ACTIVITY:
Your answer must be an exact copy of every record.

DATA FOR THE TASK:
- Opening Delimiter -

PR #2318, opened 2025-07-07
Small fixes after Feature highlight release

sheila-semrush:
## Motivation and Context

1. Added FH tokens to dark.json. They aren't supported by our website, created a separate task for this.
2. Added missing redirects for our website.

- Closing Delimiter -

TASK RESULT:
PR #2318, opened 2025-07-07
Small fixes after Feature highlight release

sheila-semrush:
## Motivation and Context

1. Added FH tokens to dark.json. They aren't supported by our website, created a separate task for this.
2. Added missing redirects for our website.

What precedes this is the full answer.